PR #206, opened 2018-02-19
Allow TTL=1 (auto) in Cloudflare provider

vanbroup:
This solved the deletion/update of non-relevant records and allows to reset the TTL to 1 (the values that Cloudflare uses for automatic TTL selection).

https://github.com/github/octodns/pull/162

### DIFF
--- a/octodns/provider/cloudflare.py
+++ b/octodns/provider/cloudflare.py
@@ -259,7 +259,7 @@ class CloudflareProvider(BaseProvider):
         if isinstance(change, Update):
             existing = change.existing.data
             new = change.new.data
-            new['ttl'] = max(120, new['ttl'])
+            new['ttl'] = self._min_ttl(new['ttl'])
             if new == existing:
                 return False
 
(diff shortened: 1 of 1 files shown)


ross:
Dropped my thoughts on the 1s == automatic over in https://github.com/github/octodns/pull/205#issuecomment-366812079, but they're probably just as relivant on this PR/thread so I'll crosspost them here:

> I looked around at that for this PR and decided against it b/c I don't like the idea of putting a 1 in the config for Cloudflare provider and it meaning something completely different for other providers (an actual TTL of 1s).

> Since this sort of "automatic" unknown default is specific to CF I landed on it just not being a concept that octoDNS should support b/c it can't do so elsewhere. The line of thinking comes from octoDNS's focus on getting the same behavior out of multiple providers and not just allowing full-featured managed config for each provider.

vanbroup:
Fair enough. Probably some logic would be desirable that for proxied records the TTL forced to 1s or whatever Cloudflare accepts. I will leave it to you as I have no interest in sending updates to Cloudflare anyway.

ross:
> Probably some logic would be desirable that for proxied records the TTL forced to 1s or whatever Cloudflare accepts.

^^^^

Go through the data and return each line where the word "forced" appears.

Fair enough. Probably some logic would be desirable that for proxied records the TTL forced to 1s or whatever Cloudflare accepts. I will leave it to you as I have no interest in sending updates to Cloudflare anyway.
> Probably some logic would be desirable that for proxied records the TTL forced to 1s or whatever Cloudflare accepts.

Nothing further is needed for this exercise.